## What you should do
Below are some entries. Copy each line in them that holds "files".

━━━━━ Input

PR #8199, opened 2025-02-06
Enable NVIDIA Plugin automatically for AL2023 GPU AMIs

dims:
We now have AL2023 GPU based AMI(s):
- https://aws.amazon.com/blogs/containers/amazon-eks-optimized-amazon-linux-2023-accelerated-amis-now-available/
- https://docs.aws.amazon.com/eks/latest/userguide/retrieve-ami-id.html

Just like we enable nvidia device plugin for AL2 based ones, we should do the same for AL2023 as well!


bryantbiggs (approved):
thank you!

a-hilaly (approved):
👍

PR #8206, opened 2025-02-10
pre-Generate EC2 instance type details out of band

dims:
Use `DescribeInstanceTypes` API from a helper `ec2geninfo` command to pre-generate information we need instead of hardcoding similar to VPC CNI or Karpenter. This avoid making expensive calls at runtime to get the information needed.

There's also prior art here as well:
- https://github.com/clowdhaus/eksnode/blob/main/eksnode/files/ec2-instances.yaml
- https://github.com/clowdhaus/eksnode/tree/main/eksnode-gen

Once we land this, the follow up would be to write a GH action that runs `ec2geninfo` and files a PR automatically when there are changes. This takes toil way from maintainers.


pkg/utils/instance/instance_types.go
```diff
@@ -0,0 +1,8221 @@
...
+}
+
+type InstanceInfo struct {
+	InstanceType             string
+	InstanceStorageSupported bool
+	EFASupported             bool
+	NvidiaGPUSupported       bool
+	NvidiaGPUType            string
+	NeuronSupported          bool
+	NeuronGPUType            string
```
bryantbiggs, line 20:
```suggestion
	NeuronDeviceType            string
```

Ref https://awsdocs-neuron.readthedocs-hosted.com/en/latest/general/arch/neuron-hardware/neuron-devices.html#neurondevices-arch

pkg/utils/instance/instance.go
```diff
@@ -1,72 +1,50 @@
...
-		strings.HasPrefix(instanceType, "p5") ||
-		strings.HasPrefix(instanceType, "g3") ||
-		strings.HasPrefix(instanceType, "g4") ||
-		strings.HasPrefix(instanceType, "g5") ||
-		strings.HasPrefix(instanceType, "g6")
+	return InstanceTypesMap[instanceType].NvidiaGPUSupported
 }
 
 // IsInferentiaInstanceType returns true if the instance type requires AWS Neuron
 func IsInferentiaInstanceType(instanceType string) bool {
```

━━━━━━━━━━

## Task output
- https://github.com/clowdhaus/eksnode/blob/main/eksnode/files/ec2-instances.yaml
Once we land this, the follow up would be to write a GH action that runs `ec2geninfo` and files a PR automatically when there are changes. This takes toil way from maintainers.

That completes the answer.